First load and clean the data
library(tidyverse)
source(
here::here("static", "load_and_clean_data.R"),
echo = FALSE
)
We joined GDP growth data per year to the travel data in addition to the previously joined GDP data per year. Take the 10 countries with highest GDP growth in 2019.
high_growth <- plane_data_join_GDP %>% filter(Year == 2019) %>% group_by(Country) %>% transmute(FG_wac, GDPGrowth) %>% arrange(desc(GDPGrowth)) %>% unique() %>% head(10)
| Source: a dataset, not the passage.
PR #93, opened 2022-01-23
Implement shared parameters in transit model

meganmansfield:
One note here for anyone reviewing this pull request: I had some issues with dynesty taking forever to run, and I'm not too familiar with how dynesty works so I'm not sure if that was a bug in the code or just some issue with fitting so many free parameters at once. If someone who's more familiar with nested sampling could take a look at it and test that part out specifically, that would be great!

(knitr::kable(high_growth))
Country | FG_wac | GDPGrowth |
---|---|---|
Ethiopia | 522 | 8.364086 |
Bangladesh | 703 | 8.152684 |
Armenia | 405 | 7.600000 |
Dominica | 221 | 7.571392 |
Cambodia | 709 | 7.054107 |
Vietnam | 791 | 7.017435 |
Marshall Islands | 844 | 6.644664 |
Ghana | 529 | 6.507775 |
Philippines | 766 | 6.118526 |
China | 713 | 5.949714 |
Plot the log(GDP) over total passenger travel data for these 10 countries. Take the log to take into account the large differences between GDP for these countries.
plane_data_join_GDP %>% filter(Year < 2020,FG_wac %in% high_growth$FG_wac) %>% group_by(Year) %>% summarize(TotalPassengers = sum(Total), gdp = log(GDP), Country) %>% unique() %>% ggplot(aes(gdp, TotalPassengers)) + geom_point(aes(color = Country))
A tentative thesis shown in the plot could be that countries with high GDP growth exhibit more of a correlation between GDP and travel from the US. Possible issues is that US doesn’t necessarily have direct flights to certain countries.